▸ Extracted entries:
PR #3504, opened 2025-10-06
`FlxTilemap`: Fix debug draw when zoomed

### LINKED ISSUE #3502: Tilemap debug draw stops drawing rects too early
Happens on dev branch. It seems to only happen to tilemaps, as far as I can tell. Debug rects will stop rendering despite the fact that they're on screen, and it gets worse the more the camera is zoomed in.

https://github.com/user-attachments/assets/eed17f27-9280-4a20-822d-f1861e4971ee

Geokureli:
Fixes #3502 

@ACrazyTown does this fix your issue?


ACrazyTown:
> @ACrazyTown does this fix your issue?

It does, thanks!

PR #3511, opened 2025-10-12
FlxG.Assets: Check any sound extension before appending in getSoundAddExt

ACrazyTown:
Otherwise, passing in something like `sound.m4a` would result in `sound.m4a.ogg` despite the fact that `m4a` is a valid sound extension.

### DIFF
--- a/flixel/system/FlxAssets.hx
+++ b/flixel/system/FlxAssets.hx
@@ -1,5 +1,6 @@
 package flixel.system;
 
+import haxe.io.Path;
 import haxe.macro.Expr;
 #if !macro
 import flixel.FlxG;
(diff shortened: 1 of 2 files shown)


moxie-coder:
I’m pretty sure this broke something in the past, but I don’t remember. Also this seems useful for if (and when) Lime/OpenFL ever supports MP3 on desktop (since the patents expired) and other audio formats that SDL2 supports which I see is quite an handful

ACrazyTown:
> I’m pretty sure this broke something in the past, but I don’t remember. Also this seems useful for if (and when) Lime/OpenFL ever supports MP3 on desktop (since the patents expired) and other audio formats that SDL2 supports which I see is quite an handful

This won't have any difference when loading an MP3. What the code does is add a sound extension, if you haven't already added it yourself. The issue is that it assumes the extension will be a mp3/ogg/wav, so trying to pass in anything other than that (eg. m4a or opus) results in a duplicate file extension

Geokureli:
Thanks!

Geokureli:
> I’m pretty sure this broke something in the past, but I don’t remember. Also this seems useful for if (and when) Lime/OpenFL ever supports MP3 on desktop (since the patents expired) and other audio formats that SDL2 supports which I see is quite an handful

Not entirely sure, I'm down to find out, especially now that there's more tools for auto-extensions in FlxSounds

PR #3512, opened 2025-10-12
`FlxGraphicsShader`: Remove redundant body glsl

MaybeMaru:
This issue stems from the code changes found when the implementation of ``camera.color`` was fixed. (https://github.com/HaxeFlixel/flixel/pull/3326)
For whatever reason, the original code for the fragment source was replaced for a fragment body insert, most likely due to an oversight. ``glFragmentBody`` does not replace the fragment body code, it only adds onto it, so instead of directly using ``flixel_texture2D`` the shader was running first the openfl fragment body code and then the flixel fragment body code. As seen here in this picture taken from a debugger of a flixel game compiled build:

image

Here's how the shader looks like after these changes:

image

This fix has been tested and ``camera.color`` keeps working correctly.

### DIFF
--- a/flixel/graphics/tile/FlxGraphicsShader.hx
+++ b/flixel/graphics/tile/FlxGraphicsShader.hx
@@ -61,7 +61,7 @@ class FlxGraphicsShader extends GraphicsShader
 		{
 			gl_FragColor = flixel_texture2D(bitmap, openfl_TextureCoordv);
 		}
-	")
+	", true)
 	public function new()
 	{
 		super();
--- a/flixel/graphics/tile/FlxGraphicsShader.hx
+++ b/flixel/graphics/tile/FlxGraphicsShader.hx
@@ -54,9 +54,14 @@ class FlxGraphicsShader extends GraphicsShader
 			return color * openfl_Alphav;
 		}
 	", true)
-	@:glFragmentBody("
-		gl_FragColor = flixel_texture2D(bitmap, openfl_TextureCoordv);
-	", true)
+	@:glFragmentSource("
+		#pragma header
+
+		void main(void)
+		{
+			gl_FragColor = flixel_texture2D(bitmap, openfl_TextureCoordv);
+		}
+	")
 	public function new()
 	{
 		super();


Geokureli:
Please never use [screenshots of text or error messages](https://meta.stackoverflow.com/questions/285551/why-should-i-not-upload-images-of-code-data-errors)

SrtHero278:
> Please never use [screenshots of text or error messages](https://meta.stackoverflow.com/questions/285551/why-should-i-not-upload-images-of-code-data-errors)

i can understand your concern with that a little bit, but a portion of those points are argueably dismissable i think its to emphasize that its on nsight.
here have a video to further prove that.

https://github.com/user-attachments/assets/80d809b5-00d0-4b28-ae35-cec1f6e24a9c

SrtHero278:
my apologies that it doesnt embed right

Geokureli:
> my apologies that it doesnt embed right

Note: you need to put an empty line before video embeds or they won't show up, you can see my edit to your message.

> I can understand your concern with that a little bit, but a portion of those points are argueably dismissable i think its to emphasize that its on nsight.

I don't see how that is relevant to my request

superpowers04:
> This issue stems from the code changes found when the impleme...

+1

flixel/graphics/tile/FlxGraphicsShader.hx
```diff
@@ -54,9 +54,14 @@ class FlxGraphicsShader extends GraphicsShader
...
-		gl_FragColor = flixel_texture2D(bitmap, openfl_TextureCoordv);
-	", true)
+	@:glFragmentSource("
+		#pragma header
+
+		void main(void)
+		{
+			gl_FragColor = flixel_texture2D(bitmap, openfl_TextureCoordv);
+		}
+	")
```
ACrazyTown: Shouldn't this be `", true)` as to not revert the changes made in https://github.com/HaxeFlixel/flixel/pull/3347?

▸ Description of the task: When a line of the entries contains "understand", it counts; say how many such lines there are, and nothing more.

▸ Written answer: 2